Regulation of hydrogen peroxide-dependent gene expression in Rhodobacter sphaeroides: regulatory functions of OxyR

Abstract

Genome-wide transcriptome profiling was used to reveal hydrogen peroxide (H(2)O(2))-dependent regulatory mechanisms in the facultatively photosynthetic bacterium Rhodobacter sphaeroides. In this study we focused on the role of the OxyR protein, a known regulator of the H(2)O(2) response in bacteria. The transcriptome profiles of R. sphaeroides wild-type and oxyR mutant strains that were exposed to 1 mM H(2)O(2) for 7 min or were not exposed to H(2)O(2) were analyzed. Three classes of OxyR-dependent genes were identified based on their expression patterns in the wild type of oxyR mutant strains with differing predicted roles of oxidized and reduced OxyR as activators of transcription.
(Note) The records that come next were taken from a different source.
PR #10713, opened 2025-10-22
fix: Remove Logback dependency when external logging is requested

### LINKED ISSUE #10711: Dropwizard Log4j setup fails to build with Dropwizard 5
I am using Dropwizard 4.x with Log4j as described in the Note at this link https://www.dropwizard.io/en/stable/manual/core.html#logging

Configuration:

```yaml
logging:
  type: external

server:
  applicationConnectors:
    - type: http
      port: ${SERVICE_PORT:-8080}
  adminConnectors:
    - type: http
      port: ${ADMIN_PORT:-8081}
  requestLog:
    type: external
```

Gradle build:

```groovy
configurations.configureEach {
    // No Logback
    exclude group: 'ch.qos.logback', module: 'logback-access'
    exclude group: 'ch.qos.logback', module: 'logback-classic'
    exclude group: 'ch.qos.logback', module: 'logback-core'
    exclude group: 'io.dropwizard.logback', module: 'logback-throttling-appender'
    exclude group: 'io.dropwizard.metrics', module: 'metrics-logback'
    exclude group: 'org.slf4j', module: 'log4j-over-slf4j'
}
```

This worked fine for a very long time, but now it fails to build with Dropwizard 5:

```
    java.lang.NoClassDefFoundError: ch/qos/logback/core/spi/AppenderAttachable
        at io.dropwizard.core.server.AbstractServerFactory.addRequestLog(AbstractServerFactory.java:702)
        at io.dropwizard.core.server.DefaultServerFactory.build(DefaultServerFactory.java:197)
        at io.dropwizard.core.cli.ServerCommand.run(ServerCommand.java:48)
        at io.dropwizard.core.cli.EnvironmentCommand.run(EnvironmentCommand.java:67)
        at io.dropwizard.core.cli.ConfiguredCommand.run(ConfiguredCommand.java:98)
```

The trace points to this method where Dropwizard seems to have a hardcoded dependency on the `LogbackAccessRequestLog` class from `logback-core` that is excluded:

https://github.com/dropwizard/dropwizard/blob/be820242653c15d32d730ff5197c7121eeb8e8e7/dropwizard-core/src/main/java/io/dropwizard/core/server/AbstractServerFactory.java#L699-L707

This looks like a breaking change since 4.x that implemented request log handling like this:

https://github.com/dropwizard/dropwizard/blob/08ca9138ee8708d65a9f1798f24abce11e948487/dropwizard-core/src/main/java/io/dropwizard/core/server/AbstractServerFactory.java#L756-L768

My goal is to be able to continue using Dropwizard with Log4j without pulling in any Logback dependencies.

mihalyr:
Dropwizard 5 initially hardcoded a Logback class reference that prevented the use of external logging without Logback dependencies on the classpath.  This commit changes the instanceof check to a class name check that does not require the Logback class to be present at runtime.

###### Problem:

https://github.com/dropwizard/dropwizard/issues/10711

###### Solution:

Replace `instanceof` with a dynamic class name comparison.

###### Result:

No runtime dependency on Logback classes and existing code that worked on Dropwizard 4 keeps working on Dropwizard 5 with external logging without extra Logback dependencies.

### DIFF
--- a/dropwizard-core/src/main/java/io/dropwizard/core/server/AbstractServerFactory.java
+++ b/dropwizard-core/src/main/java/io/dropwizard/core/server/AbstractServerFactory.java
@@ -699,7 +699,8 @@ public abstract class AbstractServerFactory implements ServerFactory {
     protected void addRequestLog(Server server, String name, MutableServletContextHandler servletContextHandler) {
         if (getRequestLogFactory().isEnabled()) {
             RequestLog log = getRequestLogFactory().build(name);
-            if (log instanceof LogbackAccessRequestLog) {
+            // Do not hard-code a dependency to logback when external logging such as Log4j is used
+            if ("io.dropwizard.request.logging.LogbackAccessRequestLog".equals(log.getClass().getName())) {
                 servletContextHandler.insertHandler(new LogbackAccessRequestLogAwareHandler());
             }
             server.setRequestLog(log);
--- a/dropwizard-core/src/test/java/io/dropwizard/core/server/AbstractServerFactoryTest.java
+++ b/dropwizard-core/src/test/java/io/dropwizard/core/server/AbstractServerFactoryTest.java
@@ -8,6 +8,12 @@ import io.dropwizard.jersey.DropwizardResourceConfig;
 import io.dropwizard.jersey.setup.JerseyContainerHolder;
 import io.dropwizard.jersey.setup.JerseyEnvironment;
 import io.dropwizard.jetty.MutableServletContextHandler;
+import io.dropwizard.logging.common.ConsoleAppenderFactory;
+import io.dropwizard.request.logging.ExternalRequestLogFactory;
+import io.dropwizard.request.logging.LogbackAccessRequestLog;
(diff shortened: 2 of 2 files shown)


mihalyr:
I didn't want to go too far here so just sent the first draft with the simplest thing I come up with. 

1. I tested this with my build that was failing after upgrading to DW 5 (#10711) and it was working with the new snapshot build - "works on my machine for my use case"
2. I replaced `instanceof` with a direct class name check, which are not equivalent. The `instanceof` check will work also with class hierarchies, while the class name comparison only works with the exact class. I am not a Logback user, so I couldn't test this with a Logback setup and I am not sure if this is a concern - is overriding the `LogbackAccessRequestLog` class that should be considered? If yes, I can change the impl to compare the names of all classes in the hierarchy instead of just the concrete class.
3. There weren't any tests, I've added some, but they do not cover the dynamic nature of the dependency check. That would need perhaps a separate tests module that excludes Logback and ensures that it still works at runtime. Since this wasn't covered earlier, I thought it was overkill also for this change.

joschi (approved):
@mihalyr Thank you for your contribution! ❤️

DNA binding studies revealed that OxyR binds upstream of class I genes, which are induced by H(2)O(2) and exhibit similar basal levels of expression in the wild-type and oxyR mutant strains. The effect of OxyR on class II genes, which are also induced by H(2)O(2) but exhibit significantly lower basal levels of expression in the wild-type strain than in the mutant, is indirect. Interestingly, reduced OxyR also activates expression of few genes (class III). The role of reduced OxyR as an activator is shown for the first time. Our data reveal that the OxyR-mediated response is fast and transient. In addition, we found that additional regulatory pathways are involved in the H(2)O(2) response.

FIG. 1.

Binding of oxidized OxyR (OxyR_ox) and reduced OxyR (OxyR_red) to the upstream regions of RSP1408 (A), RSP2638 (B), and RSP3751 (C), as determined by gel mobility shift assays. To generate reduced conditions, 200 mM DTT was added to the binding reaction mixtures. The following amounts of OxyR were added to the reaction mixture: 50 ng (lanes 1 and 4), 100 ng (lanes 2 and 5), and 150 ng (lanes 3 and 6). Lane C contained the control without OxyR.

FIG. 2.

(A) Footprint assay of oxidized OxyR (OxyR_ox) and reduced OxyR (OxyR_red) for the upstream region of the R. sphaeroides class III gene RSP3751. To generate reduced conditions, 200 mM DTT was added to the binding reaction mixtures. The regions protected by OxyR are indicated by vertical lines on the left; the numbers indicate the binding positions with respect to the translational start site. Lane c contained the control without OxyR. Lanes G, A, T, and C show the sequencing reaction. (B) Sequence of the upstream region of RSP3751. The start of the RSP3715 coding sequence is indicated by an arrow. Binding sites of reduced OxyR are underlined.

FIG. 3.

Model describing the OxyR mode of action for class I and class III genes. Based on microarray data and DNA-protein binding studies, we concluded that oxidized OxyR (in the presence of H₂O₂) and reduced OxyR (no-stress conditions) have the following direct effects on the expression of OxyR-dependent genes. For class I genes, OxyR activates gene expression in the presence of H₂O₂. Class I genes are activated by binding of oxidized OxyR to the upstream region, whereas under no-stress conditions reduced OxyR binds to the DNA but has no regulatory effect on the expression of these genes. For class III genes, reduced OxyR binds to the upstream regions and activates class III genes under no-stress conditions. Oxidized OxyR does not bind or only weakly binds to the upstream region of these genes, and gene expression decreases in the presence of H₂O₂.